The top management should be able to clearly understand the needs of customers and should be able to provide solutions through superior service to meet clients' expectations. Today satisfying customer needs might not be enough and organisations should strive to achieve "customer delight" which means exceeding the customer expectations.

It is no doubt that superior service mind set of employees is something that cannot be copied easily although products and delivery systems can be copied and may not sustain as a point of differentiation.

Lets see how to differentiate an organisation from the rest through a superior service mindset. Among other things there are three "R"s that can be paid attention to.

First R being the "Responsiveness" to customers and customer needs. Every team member in the organisation should be willing to help and provide assistance to customers during the customer interactions. Willing employees will run an extra mile to facilitate customer needs and transactions.

Jan Carlzon in his popular book titled "The Moments of Truth" says that every meeting with a customer and a staff member should be made a satisfying and memorable encounter. He says "every customer encounter is a moment of truth for the customer". He took over as Chairman in the 1980's an ailing airline i.e. Scandinavian airline system (SAS) and found that 10 million passengers during a year meet up with at least five staff members for 15 seconds in average.

Superior service

He said there are 50 million customer encounters during a year which is 50 Million moments of truth (MOT). He emphasized that every team member should be responsible and accountable to make all these MOTs satisfying and memorable to the passengers. He ensured that every single staff member undergoes various seminars and workshops on customer care through which SAS built a superior service mindset internally. Within few years Jan Carlzon was able to transform the loss making Airline into one of the most profitable in the world.

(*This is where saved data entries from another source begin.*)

Issue #1292, opened 2026-08-10
Retry transient unconfirmed workflow binding after ComfyUI restart


artokun:
### What happened / root cause
Immediately after panel_restart_comfyui completed and the browser tab reconnected, the first panel_set_workflow_target({mode:"current"}) call failed because the panel's active workflow record was temporarily UNCONFIRMED. The same call succeeded five seconds later without any user action. This is a transient cross-process/tab reconciliation window exposed to callers instead of being absorbed by the recovery operation.

### Steps to reproduce
1. Start with a session bound to a live saved workflow.
2. Call panel_restart_comfyui and wait for the server restart to complete.
3. Immediately call panel_set_workflow_target({mode:"current"}).
4. Observe the uncorroborated-active failure.
5. Wait five seconds and repeat the identical call; it returns graph_binding:"bound" / graph_binding_status:"already_current".

### Exact error (scrubbed)
Error: panel_set_workflow_target({mode:"current"}) did NOT restore this session's graph binding.

APPLIED (do not repeat this part): the workflow target is now mode:"current".

NOT APPLIED: The panel answered, but its reply could not be corroborated, so nothing was adopted — the panel reported its active workflow as UNCONFIRMED. NOTHING was written to this session's fence; graph tools remain fenced to the previous workflow instance.

WHAT TO DO: call this again in a moment. A stale or mixed workflow list is usually transient — it settles once the panel finishes reconciling its tabs.

### Fix
applied locally: no
upstream-only: yes

The safety behavior in corroborateActiveForFence should remain fail-closed. The panel_set_workflow_target mode:"current" recovery path should absorb this known post-restart reconciliation window with a small bounded internal retry/backoff using a fresh workflow-list read, then return the existing error only if corroboration still fails. A local dist patch would require restarting the long-lived orchestrator that serves panel_* tools, which would disrupt the active repair session; the identical call already recovered after five seconds.

### Environment
Windows / ComfyUI 0.31.0 / ComfyUI frontend 1.48.7 / Python 3.13.12 / PyTorch 2.12.1+cu130 / NVIDIA RTX 4080 SUPER 16376 MB / comfyui-mcp 0.50.78 / panel 0.11.56.

Related (same root cause): #481, #1027

artokun:
Claimed — PR #1295 (draft).

PR #1293, opened 2026-08-10
fix(panel): absorb the transient UNCONFIRMED binding window after a restart (#1292)

artokun:
Draft — claiming #1292. Reported on **0.50.78** (current), `grep -rn "#1292" src/` finds no prior work, and no other branch has it.

## The report

Immediately after `panel_restart_comfyui` completes and the tab reconnects, the first `panel_set_workflow_target({mode:"current"})` fails because the panel's active-workflow record is momentarily **UNCONFIRMED**. The same call succeeds five seconds later with no user action.

## Why this is a real defect and not just timing

`panel_restart_comfyui` is a **recovery** operation. Its whole job is to leave the caller in a working state — so a reconciliation window it opens itself, and knows the duration of, should be absorbed by it rather than handed to the caller as a failure. The caller has no way to distinguish *"not yet"* from *"no"*, which is this backlog's dominant shape (#796): a transient could-not-determine surfaced as a determined-not.

It is also self-evidently recoverable: the identical call works seconds later. A refusal that a no-op retry fixes was never a refusal.

## Plan

1. **Find where UNCONFIRMED is produced and who observes it** — the consumer before the producer. Every issue I worked today turned on a claim true at one layer and false one below.
2. Establish whether the restart path already has a readiness gate that simply does not cover this record. If it does, extending it is the fix; if it does not, a bounded retry belongs in the tool, not the caller.
3. **Bound it and say so on expiry.** A retry that waits forever converts a visible failure into a hang, which is worse. On timeout the caller must be told the binding is still unconfirmed and that a manual retry is the next step — not silence.

Explicit non-goal: retrying *every* UNCONFIRMED. Outside the restart window, unconfirmed may be the honest and durable answer, and papering over it would hide a real binding failure. The narrow claim here is only that a restart the tool itself performed should not hand its own reconciliation window to the caller.

Refs #796.


artokun:
### Producer, consumer, and the readiness gate — located. The gate exists and does not cover this record.

**Producer:** `panel-tools.ts:3094-3096`, inside `corroborateActiveForFence`:

```ts
if (parsed.active_confirmed === false) {
  return { ok: false, why: "the panel reported its active workflow as UNCONFIRMED" };
}
```

The comment there (#514) is careful and correct: an explicit `false` is *"the panel telling us the value is untrustworthy — never adopt through that."* That reasoning holds in general. What it does not distinguish is **untrustworthy-forever** from **untrustworthy-for-the-next-second**, and after a restart it is the latter.

**Consumer:** `panel-tools.ts:3243-3245` turns it into `{status: "no_identity", kind: "uncorroborated", why}` — surfaced to the caller as a refusal with no indication it is transient.

**The gate:** the restart path already has a readiness budget (`panel-tools.ts:472`, *"generous, a real restart can take 15-60s+"*) with a gated and a legacy mode (`:1447`). So `panel_restart_comfyui` **does** wait — but it waits for **ComfyUI to be up**, not for the **panel's active-workflow record to reconcile**. Those are different events, and the second is the one the caller trips over.

That answers the question my plan turned on: this is an existing gate that does not cover this record, not a missing gate. Which makes the fix an extension rather than a new retry loop, and keeps it out of `corroborateActiveForFence` — where a retry would wrongly paper over a durable UNCONFIRMED outside the restart window.

### What I have not established

Whether the panel exposes anything that says *"the record is reconciling"* as distinct from *"the record is untrustworthy"*. If it does not, extending the gate means polling `active_confirmed` until it flips or the budget expires — workable, but it must **name the timeout honestly** rather than fall through to the same bare refusal, or the fix converts a fast wrong answer into a slow one.

Stopping here rather than implementing: this sits in the middle of a fence whose comments record several rounds of hard-won reasoning (#514, #1043, #1077, #1161), and I have twice today shipped changes into guards like this that a review then measured as inert or harmful. The next pass should start by checking the panel's reply shape for a reconciling signal.

artokun:
### The three-state vocabulary already exists — one consumer uses it, the other does not

`readOpenActiveAgainstTarget` (`panel-tools.ts:2767-2770`) takes the *same* input and maps it to a third state rather than a failure:

```ts
// #433/#3014 — `active_confirmed:false` is the panel telling us this value is
// untrustworthy. It is already refused as adoption evidence; it cannot be
// better evidence for failing an open than it is for stamping one.
if (activeConfirmed === false) return "indeterminate";
```

`corroborateActiveForFence` (`:3094`) takes that identical input and returns a hard `{ok: false, why: "…UNCONFIRMED"}`.

So the codebase already holds the distinction #1292 is asking for — *we cannot tell* as a state separate from *no* — and applies it on the open path while the fence path collapses it into a refusal. The #433 comment even argues the general principle: an unconfirmed value "cannot be better evidence for failing an open than it is for stamping one." The same sentence applies to the fence: it is not good enough to adopt through, and it is also not good enough to *refuse* on as though the answer were settled.

That reframes the fix, and makes it smaller than the retry loop I sketched:

1. `corroborateActiveForFence` should distinguish **indeterminate** from **refused**, matching its sibling.
2. The restart path's existing readiness budget (`:472`) can then wait out an *indeterminate* binding — which is a bounded wait for a state that reconciles — while a genuine refusal still fails immediately.
3. A durable indeterminate at budget expiry must say so in those terms, not fall through to the current bare UNCONFIRMED text.

Answering my own open question from the previous comment: **no, the panel does not distinguish reconciling from untrustworthy** — it sends one `active_confirmed:false`. But it does not need to. The orchestrator already treats that flag as indeterminate elsewhere, and the restart window is the context that makes indeterminate temporarily expected rather than final.

Not implementing on this pass. This is a fence with several rounds of reasoning in its comments (#433, #514, #1043, #1077, #1161), and I have shipped two changes into guards like it today that a review then measured as inert or harmful. The next pass has a concrete shape: mirror the sibling's three-state return, then let the restart gate wait on the new state only.

artokun:
Closing as superseded — #1292 shipped in **0.50.84** via #1295, and this branch holds only the claim commit (`git diff origin/main...` is empty), so nothing here is lost.

**The collision was my fault, and it's worth naming so it doesn't repeat.** You claimed this correctly and first — draft PR, 00:43. I checked the issue for comments, saw none, and claimed it about an hour later. But under this workflow a claim IS a draft PR, so the issue thread is exactly the wrong place to look; `gh pr list` is the register. I've since re-surveyed against open PRs.

Your framing was right and matches what shipped: a recovery operation that opens a reconciliation window should absorb it, and the caller has no way to tell *"not yet"* from *"no"* — the #796 shape.

Two things the implementation turned up that your plan wouldn't have predicted, in case you hit this class again:

1. **Not every uncorroborated reply can settle.** Retrying a panel that sends no `workflows` array at all just makes the identical error ~2.9s slower. The reasons are now split snapshot-vs-shape, and only snapshots are re-read. Codex flagged this as a NO-SHIP on my first version and it was right.
2. **The remedy had to change too.** Leaving "call this again in a moment" after four rechecks tells the caller to do the thing the tool just did, four times, and reads as though nothing was tried.

artokun:
### Implemented it, could not prove it, reverted. The finding stands; the patch does not.

Wrote the change: `corroborateActiveForFence` returning a third state (`indeterminate`) for `active_confirmed === false`, mirroring `readOpenActiveAgainstTarget:2769`, plus a bounded 6 × 500ms settle wait at the consumer that re-reads `workflow_list` **only** while indeterminate — so a genuine refusal still fails fast — and an expiry message saying the wait happened rather than falling through to the bare UNCONFIRMED text.

`tsc` clean. **But I could not get a test to exercise it**, and I am not shipping a change to this fence on inspection alone.

### What the harness attempts established (worth keeping — this is the expensive part)

The call site **is** the right one, verified rather than assumed: `panel-tools.ts:9376` calls `rebindWorkflowFence(ctx)` for `mode === "current"`, which is the reported flow. Getting a test there needs, in order:

1. `ctx.workflowTarget` — else `:9205` refuses with *"Workflow targeting is not available in this session"* before anything runs. The real `WorkflowTargetStore` works; a stub would test a shape production never uses.
2. `bridge.canReach`, `resolveFailure`, `tabServerOrigin` on the fake bridge.
3. **`ctx.rebindToActiveTab`** — the `:9374` branch is gated on it, so without it the code under test is skipped entirely and the harness passes while exercising nothing. That one is the trap: my first two attempts "ran" and asserted against a path that never executed.
4. A stub for (3) that does not recurse — mine produced `RangeError: Maximum call stack size exceeded`, which is where I stopped.

### Why I stopped rather than pushed through

Three harness layers deep, each revealing the next, with no budget to reason carefully about the fourth. Today I have shipped two changes into guards like this that a review then measured as **inert** or **harmful**, and a mobile change that took four rounds because each round was validated against the one shape that made it look complete. The common cause every time was a test that ran without exercising the thing it named — which is exactly what layers 1–3 above produce if you stop at "it passes".

The finding is solid and independent of the patch: **the fence collapses indeterminate into refused while its sibling twelve hundred lines up does not**, and the #433 comment already argues the principle. The next pass should build the harness first, confirm it fails against current main, and only then apply the change.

Second "R" is the Reliability. Organisation should deliver their promises to win the confidence of customers. Over promising and under delivery makes serious doubt in the customers as regard to dependability. Organisations must maintain "clear kept promises" throughout in order to improve reliability and dependability of service in the minds of customers. Competency, courtesy and Credibility should be displayed to give a good assurance about service quality. Ability to handle a particular transaction in a competent and courteous manner therefore enhances the elements of reliability.

Affects loyalty

Third "R" is the "Recovery" which is how an organisation does recover from a service complaint made by a client. Organisations must really appreciate complaining customers because today 90% of unhappy customers do not complain but they just switch over to other competitors. Owing to mis- handling of a transaction over a service encounter can affect customer loyalty in a greater scale.

However, if the particular complain is handled professionally the loyalty levels can be raised to a level more than what it was.

Most of the time organisations take a defensive stance due to not being able to understand the emotions of the customers. This is a delicate situation which requires professional approach knowing what to do and how to respond.

On a certain occasion a credit card holder noticed that few transactions have been duplicated in the monthly statement. He immediately called the Card Centre of the particular bank who confirmed that wrong entries had been reversed and the customer had now been refunded with the sum involved and that will appear in the next month statement as a credit. At this point customer loyalty went down and he was feeling uneasy, as the statements are not error-free.

Appreciation

However, within few hours the branch manager of the bank where he maintains accounts telephoned him and apologised again for the lapse on the bank's part and also emphasised that how valuable that client to the bank is and appreciated him for banking with them. At this point the card holder realised that the bank is serious and concern about the mistake on their part. Customer loyalty went little up again.